:: Work request ::
Go through the material and return every line that contains the string "terminals".
+---+
PR #464, opened 2023-06-14
Add operations to copy, restore and set terminals to raw mode

pvdrz:
This PR adds new functions to `system::term` able to copy, restore, and set terminals to raw mode.

These functions are used to handle `SIGTSTP`, `SIGCONT` and `SIGWINCH` correctly as we need to copy the terminal configuration from the user tty to the pseudoterminal and so.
+---+
:: Result for this task ::
Add operations to copy, restore and set terminals to raw mode
This PR adds new functions to `system::term` able to copy, restore, and set terminals to raw mode.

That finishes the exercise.